> What to produce: Across all the records below, how many lines contain "mainInstance"? Respond with only the number.

> Saved entries:
• • • • •
PR #6, opened 2016-08-19
support for beta 6 and improvements to properties typing checks

yarneo:


Mixpanel/Decide.swift
```diff
@@ -30,20 +30,20 @@ class Decide {
...
                 guard let result = decideResult else {
                     semaphore.signal()
-                    completion(response: nil)
+                    completion(nil)
                     return
                 }
 
                 var parsedNotifications = [InAppNotification]()
-                if let rawNotifications = result["notifications"] as? [[String: AnyObject]] {
+                if let rawNotifications = result["notifications"] as? [[String: Any]] {
```
yinfeiru: why `Any`? what's the edge case you are trying to handle here?

Mixpanel/DecideRequest.swift
```diff
@@ -40,10 +40,10 @@ class DecideRequest: Network {
 
     func sendRequest(distinctId: String,
                      token: String,
-                     completion: (DecideResult?) -> Void) {
+                     completion: @escaping (DecideResult?) -> Void) {
```
yinfeiru: why make it `escaping`?

Mixpanel/Mixpanel.swift
```diff
@@ -30,8 +30,8 @@ public class Mixpanel {
      You can always get the instance by calling getInstance(name)
      */
     @discardableResult
-    public class func initialize(token apiToken: String,
-                                                    launchOptions: [NSObject: AnyObject]? = nil,
+    open class func initialize(token apiToken: String,
```
yinfeiru: why do we want to make this subclass-able?

Mixpanel/Mixpanel.swift
```diff
@@ -126,6 +132,9 @@ class MixpanelManager {
     }
 
     func removeInstance(name instanceName: String) {
+        if instances[instanceName] === mainInstance {
```
yinfeiru: do we have something similar to `mainInstance` in Objective-c/Android lib? What is it for?

Mixpanel/AutomaticProperties.swift
```diff
@@ -69,8 +69,11 @@ class AutomaticProperties {
     class func deviceModel() -> String {
         var systemInfo = utsname()
         uname(&systemInfo)
-        let modelCode = withUnsafeMutablePointer(&systemInfo.machine) {
-            ptr in String(cString: UnsafePointer<CChar>(ptr))
+        let size = MemoryLayout<CChar>.size
+        let modelCode = withUnsafePointer(to: &systemInfo.machine) {
+            $0.withMemoryRebound(to: CChar.self, capacity: size) {
+                String(cString:  UnsafePointer<CChar>($0))
```
yinfeiru: extra space after `cString:`

Mixpanel/Decide.swift
yarneo: Any allows Swift value types to be sent and not only object types. If it is AnyObject, it should work as well because the object is translated to an Objective-C object, but I would rather have it fully Swift :)

Mixpanel/DecideRequest.swift
yarneo: The @escaping means that the completion closure could still run after the function has ended. Because the decide request is sent asynchronously to the server, the completion will escape the scope of the method

Mixpanel/Mixpanel.swift
yarneo: In the spirit of this being a public SDK, I wanted to leave everything open, but I'm happy to change it back to public if you think differently

Mixpanel/Mixpanel.swift
yarneo: This is a new thing that was added that allows users to get the Mixpanel instance anywhere in the code without keeping a reference to it when it was initialized

Mixpanel/AutomaticProperties.swift
yarneo: thanks :)

PR #8, opened 2016-09-01
Adding autotrack support information

kylejm:
I found by testing that Autotrack does not work with this framework, you must use the Objective-C one.


yarneo:
Thanks @kylejm! The feature we currently have for setting up tracking in the visual editor (which exists in the Objective-C SDK) is called Codeless rather than Autotrack. The difference between the two is that the web Autotrack tracks all events retroactively so even if you forget to track something, you will be able to track it retroactively in the future. The Codeless for mobile helps you track events visually but doesn't retroactively save other events you decided not to track.
If you want to rename Autotrack to Codeless I would be happy to merge the PR

yarneo:
Thanks @kylejm I appreciate the contribution! Merging the PR

PR #14, opened 2016-09-14
removePushDeviceToken fix

allu22:
Same fix as in mixpanel/mixpanel-iphone#571


yarneo:
Thanks for the quick PR! Merging it now, thanks!

PR #32, opened 2016-10-24
a/b testing feature minus docs

yarneo:


Mixpanel/Decide.swift
```diff
@@ -88,6 +93,27 @@ class Decide {
...
+                } else {
+                    Logger.debug(message: "variants check response format error")
+                }
+
+                let runningVariants = Set(self.ABTestingInstance.variants.filter { return $0.running })
+                let finishedVariants = Set(self.ABTestingInstance.variants.filter { return $0.finished })
+                decideResponse.toFinishVariants = runningVariants.subtracting(parsedVariants)
+                let newVariants = parsedVariants.subtracting(runningVariants)
+                decideResponse.newVariants = newVariants
+                let restartVariants = parsedVariants.intersection(runningVariants).intersection(finishedVariants)
```
pchien: how do we get in the state where a variant is both running and finished?

Mixpanel/VariantAction.swift
```diff
@@ -0,0 +1,395 @@
...
+                    retValue = unmanagedObject?.takeUnretainedValue()
+                }
+            }
+            targetRetValuePairs.append((object, retValue))
+        }
+        return targetRetValuePairs
+    }
+
+    class func extractAndRunMethodFromSelector(selector: Selector, implementation: IMP?, object: AnyObject, args: [Any]) -> AnyObject? {
+        if selector.description == "setImage:forState:" {
```
pchien: is there no better way to do this in swift? seems unfortunate that supporting extra changes requires sdk updates

PR #37, opened 2016-10-28
use layoutSubviews instead of didMoveToWindow for table cell ab tests…

pchien:
… so they will re-update when cells are reused

as similar to https://github.com/mixpanel/mixpanel-iphone/pull/598 as i could get

### DIFF
--- a/Mixpanel/ObjectSelector.swift
+++ b/Mixpanel/ObjectSelector.swift
@@ -106,6 +106,27 @@ class ObjectSelector: NSObject {
         return filter
     }
 
+    func selectedClass() -> AnyClass? {
+        let filter = filters.last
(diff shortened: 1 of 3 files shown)


patedit:
LGTM

Mixpanel/ObjectSelector.swift
```diff
@@ -106,6 +106,27 @@ class ObjectSelector: NSObject {
         return filter
     }
 
+    func selectedClass() -> AnyClass? {
+        let filter = filters.last
+        if let filterName = filter?.name {
```
yarneo: you can do if let filterName = filters.last?.name :)

yarneo:
LGTM

PR #46, opened 2016-12-06
Fixed crash where in the async completion block, range is out of boun…

sammarshall61:
…ds for shadowArray

### DIFF
--- a/Mixpanel.xcodeproj/project.xcworkspace/contents.xcworkspacedata
+++ b/Mixpanel.xcodeproj/project.xcworkspace/contents.xcworkspacedata
@@ -1,0 +1,7 @@
+<?xml version="1.0" encoding="UTF-8"?>
+<Workspace
+   version = "1.0">
+   <FileRef
+      location = "self:">
+   </FileRef>
+</Workspace>
--- a/Mixpanel/Flush.swift
+++ b/Mixpanel/Flush.swift
@@ -102,7 +102,11 @@ class Flush: AppLifecycle {
                                                 self.delegate?.updateNetworkActivityIndicator(false)
                                             #endif
                                             if success {
-                                                shadowQueue.removeSubrange(range)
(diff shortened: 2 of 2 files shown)


yarneo:
Thanks @sammarshall61 !! will have a look this week :)

yarneo:
hey @sammarshall61 so after reviewing the PR, it looks fine but seems a bit defensive. I have a hard time seeing why the queue would have less items and throw an out of range as the whole flush process is under a serial queue so it won't remove items whilst one flush is running. Furthermore, the asynchronous call is actually synchronous because it is used with a Semaphore. If you could provide me with more info like crash log or if you call flush explicitly that could be helpful

sammarshall61:
Hey here is a crash log, we were experiencing it for a relatively high percentage of users (our second highest crash). After deploying this fix it went away.

All the best!

[sh.whisper.whisperapp-urban_issue_3907_crash_b60160cdd739489790e7ecfa902f2d8a_2704255faae64a8eaec653e14376162a_0_v1.txt](https://github.com/mixpanel/mixpanel-swift/files/643192/sh.whisper.whisperapp-urban_issue_3907_crash_b60160cdd739489790e7ecfa902f2d8a_2704255faae64a8eaec653e14376162a_0_v1.txt)

clintron:
This might have something to do with the fact that we have two `MixpanelInstance` objects running.

yarneo:
Thanks a lot guys, I'm going forward and merging this and will at the same time try to look into the logs and reproducing with multiple instances running. Thanks again!

yarneo:
hey @sammarshall61 just one last question, did you guys edit the SDK on your end by any chance? It's just that the line numbers pointing to our code are kinda off. As an example flushQueueInBatches is only called internally from flushQueue in Flush.swift, but looks like in the crash log it is called directly from flush() in MixpanelInstance.swift? I could be totally off with my reading of the log so wanted to ask. thanks :)

PR #47, opened 2016-12-12
Support having a different server url for each MixpanelInstance

clintron:
As master stands right now, all `MixpanelInstance` objects will use the last `serverURL` that was set on any of them.

This PR initializes `MixpanelInstance` objects with a `name` property.

* `MixpanelManager` will initialize them with the `instanceName` argument.
* The `MixpanelInstance` initializer has a default value for `name` of `UUID.uuidString()` so as not to break existing code that may bypass `MixpanelManager`.

### DIFF
--- a/Mixpanel/MixpanelInstance.swift
+++ b/Mixpanel/MixpanelInstance.swift
@@ -201,7 +201,7 @@ open class MixpanelInstance: CustomDebugStringConvertible, FlushDelegate {
     let trackInstance: Track
     let decideInstance: Decide
 
-    init(apiToken: String?, launchOptions: [UIApplicationLaunchOptionsKey : Any]?, flushInterval: Double, name: String=UUID().uuidString) {
+    init(apiToken: String?, launchOptions: [UIApplicationLaunchOptionsKey : Any]?, flushInterval: Double, name: String) {
         if let apiToken = apiToken, !apiToken.isEmpty {
             self.apiToken = apiToken
         }
@@ -608,7 +608,7 @@ extension MixpanelInstance {
         let defaultsKey = "trackedKey"
         if !UserDefaults.standard.bool(forKey: defaultsKey) {
             serialQueue.async() {
-                Network.trackIntegration(apiToken: self.apiToken, serverURL: self.serverURL) {
+                Network.trackIntegration(apiToken: self.apiToken, serverURL: BasePath.DefaultMixpanelAPI) {
                     (success) in
                     if success {
                         UserDefaults.standard.set(true, forKey: defaultsKey)
--- a/Mixpanel/MixpanelInstance.swift
+++ b/Mixpanel/MixpanelInstance.swift
@@ -85,12 +85,9 @@ open class MixpanelInstance: CustomDebugStringConvertible, FlushDelegate {
     /// The base URL used for Mixpanel API requests.
     /// Useful if you need to proxy Mixpanel requests. Defaults to
     /// https://api.mixpanel.com.
-    open var serverURL: String {
-        set {
-            BasePath.MixpanelAPI = newValue
-        }
-        get {
-            return BasePath.MixpanelAPI
+    open var serverURL = BasePath.DefaultMixpanelAPI {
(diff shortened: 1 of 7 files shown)


Mixpanel/MixpanelInstance.swift
```diff
@@ -197,15 +197,20 @@ open class MixpanelInstance: CustomDebugStringConvertible, FlushDelegate {
...
     var serialQueue: DispatchQueue!
     var taskId = UIBackgroundTaskInvalid
-    let flushInstance = Flush()
+    let flushInstance: Flush
     let trackInstance: Track
-    let decideInstance = Decide()
+    let decideInstance: Decide
 
-    init(apiToken: String?, launchOptions: [UIApplicationLaunchOptionsKey : Any]?, flushInterval: Double) {
+    init(apiToken: String?, launchOptions: [UIApplicationLaunchOptionsKey : Any]?, flushInterval: Double, name: String=UUID().uuidString) {
```
yarneo: we don't need a default value here for name because it's already getting one in MixpanelManager

Mixpanel/MixpanelInstance.swift
```diff
@@ -85,12 +85,9 @@ open class MixpanelInstance: CustomDebugStringConvertible, FlushDelegate {
     /// The base URL used for Mixpanel API requests.
     /// Useful if you need to proxy Mixpanel requests. Defaults to
     /// https://api.mixpanel.com.
-    open var serverURL: String {
-        set {
-            BasePath.MixpanelAPI = newValue
-        }
-        get {
-            return BasePath.MixpanelAPI
+    open var serverURL = BasePath.DefaultMixpanelAPI {
```
yarneo: does initially setting serverURL to  BasePath.DefaultMixpanelAPI actually do something, or is this a noop?

Mixpanel/MixpanelInstance.swift
```diff
@@ -603,7 +608,7 @@ extension MixpanelInstance {
         let defaultsKey = "trackedKey"
         if !UserDefaults.standard.bool(forKey: defaultsKey) {
             serialQueue.async() {
-                Network.trackIntegration(apiToken: self.apiToken) {
+                Network.trackIntegration(apiToken: self.apiToken, serverURL: self.serverURL) {
```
• • • • •
> Exercise answer: 2